Kilobaud Microcomputing
- August 1980 issue
- Publisher/Editor: Wayne Green
- Categories: Computer magazine
- Founded: 1977
- Final issue: 1983
- Country: United States
- Based in: Peterborough, New Hampshire
- Language: English
- ISSN: 0192-4575

= Kilobaud Microcomputing =

Defunct American computer magazine

Kilobaud Microcomputing was a magazine dedicated to the computer homebrew hobbyists from 1977 to 1983. It was one of the three influential computer magazines of the 1970s, along with BYTE and Creative Computing. It focused mostly on the kit-build market, rather than the pre-assembled home computers that emerged, and as the kit market declined in the early 1980s, Kilobaud lost relevance and closed in 1983. After this, company continued publishing other magazines dedicated to particular platforms rather than the kit market.

==Beginnings==
Wayne Green was the founder and publisher of BYTE magazine, one of the influential microcomputer magazines of the 1970s. After putting out four issues, in November 1975 Green came to work and found that his ex-wife and the rest of the Byte magazine staff had moved out of his office and had taken the January issue with them. Consequently, the January 1976 issue had Virginia Green listed as publisher instead of Wayne Green.

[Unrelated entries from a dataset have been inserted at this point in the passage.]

PR #1361, opened 2023-09-22
Add Test to Scan All Pages for Axe Issues

karkarl:
## Description

- Add a test that physically navigates to each page via NavView and check for Axe issues.
- Utilizes DynamicData attribute to create grouped tests based on section category (ie.  TreeView parent)
- This also tests for run-time crashes with each page. 
- Miscellaneous Axe fixes.

## Types of changes


UITests/Tests/AxeScanAllTests.cs
```diff
@@ -0,0 +1,124 @@
...
+using System.Text.Json;
+using System.IO;
+using System.Collections.ObjectModel;
+
+namespace UITests.Tests
+{
+    [TestClass]
+    public class AxeScanAll : TestBase
+    {       
+        public static readonly string jsonUri = "ms-appx:///../../../../../../WinUIGallery/DataModel/ControlInfoData.json";
```
chingucoding, line 14: Should we instead add the file to the project to copy it to the output directory?

UITests/Tests/AxeScanAllTests.cs
```diff
@@ -0,0 +1,124 @@
...
+        public static new WindowsDriver<WindowsElement> Session => SessionManager.Session;
+
+        public class ControlInfoData
+        {
+            public ObservableCollection<ControlInfoDataGroup> Groups { get; set; }
+        }
+
+        public class ControlInfoDataGroup
```
chingucoding, line 22: I'm curious what you think about this data duplication, should these classes exist in a shared project and be referenced by both the Gallery and this project?

UITests/Tests/AxeScanAllTests.cs
```diff
@@ -0,0 +1,124 @@
...
+                    var controlItem = Session.FindElementByAccessibilityId(controlName);
+                    controlItem.Click();
+
+                    AxeHelper.AssertNoAccessibilityErrors(controlName);
+                }
+            }
+        }
+        
+        public static void ParseJson()
+        {;
```
chingucoding, line 117: Stray semicolon?

WinUIGallery/Navigation/NavigationRootPage.xaml.cs
```diff
@@ -221,12 +222,13 @@ private void AddNavigationMenuItems()
...
                     itemGroup.MenuItems.Add(itemInGroup);
                     AutomationProperties.SetName(itemInGroup, item.Title);
+                    AutomationProperties.SetAutomationId(itemInGroup, item.UniqueId);
                 }
 
                 NavigationViewControl.MenuItems.Add(itemGroup);
             }
 
-            NewControlsItem.Loaded += OnNewControlsMenuItemLoaded;
+            Home.Loaded += OnNewControlsMenuItemLoaded;
```
chingucoding, line 231: Thank you for renaming this item to what it actually represents now 🙈

UITests/Tests/AxeScanAllTests.cs
```diff
@@ -0,0 +1,124 @@
...
+            }
+            public string Title { get; set; }
+            public string Uri { get; set; }
+        }
+
+        private static ControlInfoData controlInfoData;
+
+        private string[] ExclusionList =
+        {
+            "WebView2" // 46668961: Web contents from WebView2 are throwing null BoundingRectangle errors.
```
chingucoding, line 72: I'm curious if this is an issue with WebView2, the page we show or Axe. In the last case, maybe we should open an issue on their repo?

UITests/Tests/AxeScanAllTests.cs
```diff
@@ -0,0 +1,124 @@
...
+
+        [ClassInitialize]
+        public static void ClassInitializeAsync(TestContext context)
+        {
+            ParseJson();
+        }
+
+        [TestMethod]
+        [TestProperty("Description", "Scan all controls in the WinUIGallery for accessibility issues.")]
+        public void ValidateAccessibilityWithAxe()
```
kmahone, line 83: This will result in a single test case that covers every page in the app. This has some advantages. One is that it takes a very long time to run. Another is that if it fails on one page, it will stop on failure and the rest of the pages will not execute. And if you want to re-run the test to investigate a failure you have to run the whole thing, even if you only care about a single page.

A better approach would be to use data-driven testing. With this approach you have a single test method, but it is run multiple times with different data each time.

This is actually how we test WinUI Gallery in the WinUI3 repo. Take a look at:
controls\test\MUXControls.Test\ScenarioAppTests\WinUIGalleryDesktopTests.cs

The test method has this attribute:
```
[DataSource("Table:WinUIGalleryTestData.xml#MenusAndToolbars")]
```
Which means that it will pull in data from the file "WinUIGalleryTestData.xml". This is a file that is generated at build time by parsing ControlInfoData.json.

You won't be able to directly re-use this code. The WinUI3 repo uses TAEF, but this repo uses MSTest. But MSTest also supports data-driven testing.

I haven't uses MSTest's data driven features before, so I can't comment on exactly how to use it. But there is documentation here:
[https://learn.microsoft.com/en-us/visualstudio/test/how-to-create-a-data-driven-unit-test?view=vs-2022](https://learn.microsoft.com/en-us/visualstudio/test/how-to-create-a-data-driven-unit-test?view=vs-2022)

These docs seem to imply that only a sql db can be used as a source. But it sounds like it should be possible to use xml and other formats. Have a look around and see what you can find. I came across these articles:
[https://www.meziantou.net/mstest-v2-data-tests.htm](https://www.meziantou.net/mstest-v2-data-tests.htm)
[https://visualstudiomagazine.com/articles/2009/09/15/unit-testing-with-vsts2008-part-3.aspx](https://visualstudiomagazine.com/articles/2009/09/15/unit-testing-with-vsts2008-part-3.aspx)
[https://mariusbancila.ro/blog/2019/11/28/data-driven-unit-tests-for-managed-code/](https://mariusbancila.ro/blog/2019/11/28/data-driven-unit-tests-for-managed-code/)

WinUIGallery/ControlPages/DesignGuidance/IconsPage.xaml
```diff
@@ -110,8 +110,12 @@
             <RowDefinition Height="*" />
         </Grid.RowDefinitions>
         <TextBlock Text="With the release of Windows 11, Segoe Fluent Icons is the recommended icon font." />
+
+        <!-- https://github.com/CommunityToolkit/Windows/issues/240 -->
+        <!-- External toolkit SettingsExpander does not pass Axe testing-->
         <toolkit:SettingsExpander
             Grid.Row="1"
+            AutomationProperties.AccessibilityView="Raw"
```
kmahone, line 118: >AutomationProperties.AccessibilityView="Raw" [](http://example.com/codeflow?start=12&length=44)

This seems like the wrong approach. We should update the test to skip this control instead of moving it to the Raw view.

Moving this control to the Raw view will result in the app not working correctly in Narrator and other Assistive Technologies.

kmahone (changes requested):
:clock1:

chingucoding:
Given that we have quite a lot of tests now (assuming we split as @kmahone suggested), would it be worth thinking about splitting up the tests into groups for the CI, i.e. have the CI use multiple runners and split tests based on some criteria?

UITests/Tests/AxeScanAllTests.cs
karkarl: The issue is already open on their repo :) I should follow up with them actually.

UITests/Tests/AxeScanAllTests.cs
karkarl: Thanks for the info. I've updated the tests do be data driven testing. Since `TestContext.DataRow` isn't supported in .net, I'm using the DynamicData attribute as recommended in the docs.

karkarl:
> Given that we have quite a lot of tests now (assuming we split as @kmahone suggested), would it be worth thinking about splitting up the tests into groups for the CI, i.e. have the CI use multiple runners and split tests based on some criteria?

Yes that will be very helpful, and will be the next on the backlog.

UITests/Tests/AxeScanAllTests.cs
```diff
@@ -0,0 +1,83 @@
...
+{
+    [TestClass]
+    public class AxeScanAll : TestBase
+    {       
+        public static readonly string xmlUri = "WinUIGalleryTestData.xml";
+        public static new WindowsDriver<WindowsElement> Session => SessionManager.Session;
+
+        private static IEnumerable<object[]> TestData()
+        {
+            var testCases = new List<object[]>();
```
kmahone, line 24: Since you are doing your own parsing of the data, would it be simpler to directly parse the ControlInfoData.json file instead of having a separate script to convert ControlInfoData.json into WinUIGalleryTestData.xml and then parsing that xml file?

For the Lifted Xaml repo, I needed to convert from json into an xml format that taef understood. But since you re doing your own parsing here, you don't have to use xml at all.

UITests/Tests/AxeScanAllTests.cs
```diff
@@ -0,0 +1,83 @@
...
+
+        [ClassInitialize]
+        public static void ClassInitialize(TestContext context)
+        {
+        }
+
+        [TestMethod]
+        [DynamicData(nameof(TestData), DynamicDataSourceType.Method, DynamicDataDisplayName = nameof(GetCustomDynamicDataDisplayName))]
+        [TestProperty("Description", "Scan pages in the WinUIGallery for accessibility issues.")]
+        public void ValidatePageAccessibilityWithAxe(string tableId, List<string> rowNames)
```
kmahone, line 60: >string tableId, List<string> rowNames [](http://example.com/codeflow?start=53&length=37)

Consider giving clearer names for these parameters.

I think tableId corresponds to the sections of the app (e.g. Basic Input, Layout, etc.) and rowNames is the pages in that section? Is that right?

UITests/Tests/AxeScanAllTests.cs
```diff
@@ -0,0 +1,83 @@
...
+        {
+            // Expand tree view and check for page accessibility.
+            var page = Session.FindElementByAccessibilityId(tableId);
+            page.Click();
+
+            AxeHelper.AssertNoAccessibilityErrors();
+
+            // Click into each page and check for accessibility issues.
+            foreach (var rowName in rowNames)
```
kmahone, line 69: >foreach (var rowName in rowNames) [](http://example.com/codeflow?start=12&length=33)

Instead of looping over rowNames, could we have a unique test for each page? 

i.e.
ValidatePageAccessibilityWithAxe(string section, string page)

which gets called for each page in the app?

This results in smaller tests, which has the advantages mentioned in my previous comment about data-driven testing.

UITests/Tests/AxeScanAllTests.cs
karkarl: I believe it's easier to parse the .xml file instead of the .json. The json file has quite a lot of info that will need to be parsed, but is not relevant to the tests. This method adds an extra file, but results in cleaner test code.

chingucoding: What about using the same parsing code from the WinUI 3 Gallery? Since we are using the same .NET SDK, we could move them in a shared project so both projects can reference the same data and parsing.

kmahone: You are already parsing the json file. You are just doing it in powershell as part of the build. You can move that same logic out of powershell and into the test code.

karkarl: @kmahone Done.
@chingucoding That can definitely be a future refactor, but too big of a change for this PR in my opinion.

Green was not happy with this development, so he left to start a new magazine to compete with the fledgling Byte. He wanted to call it "KiloByte" to trump Byte. But the people of Byte quickly trademarked KILOBYTE as a cartoon series in Byte magazine. So he named the new magazine "kilobaud" instead, a title Green admitted was largely meaningless. The magazine was first published in 1977.

==Name changes==
The full title for the first magazines was kilobaud. The Computer Hobbyist Magazine (Jan 1977). These issues are unique for having a full index of the contents on the front cover but no illustrations (photographs). Later issues did have illustrations but also still had a full index on the cover, (a feature that remained for many years). The title was now shortened to only read "Kilobaud Microcomputing".

From the beginning of 1979 to the end of 1980 the subtitle "for business...education...FUN" was added. Later, after 1981, the "kilobaud" denominated was dropped altogether and the magazine was now simply called "Microcomputing" with the subtitle, "a wayne green publication". In 1984, the magazine collapsed.

After the success of kilobaud, Wayne Green diversified with magazines targeted to specific brands of home computers, such as 80-Microcomputing (also known as 80-Micro) a Magazine for TRS-80 users, InCider a magazine for Apple II users, Hot CoCo a magazine for TRS-80 Color Computers, RUN a magazine for Commodore 64 users and many others.

==Intended readership==
Even more than Byte magazine, kilobaud contained articles written for people who were building their own 8-bit microcomputers at home, or were writing homebrew software for these systems. kilobaud, (much more than Byte) contained articles written for electronic engineers (or hobbyists interested in electronics), rather than for people who were technically interested in computers but not in building their own computer from scratch. Articles like "Two Hobbies: Model Railroading and Computing" and the article (written by Don Lancaster) "Building a cheap video display for your Heathkit H-8" (a computer you could build yourself from a kit) are good examples.

In the May 1982 issue an article about building the Sinclair ZX-81 kit, the first, (and probably last) "mainstream" "do-it-yourself" computer kit was published.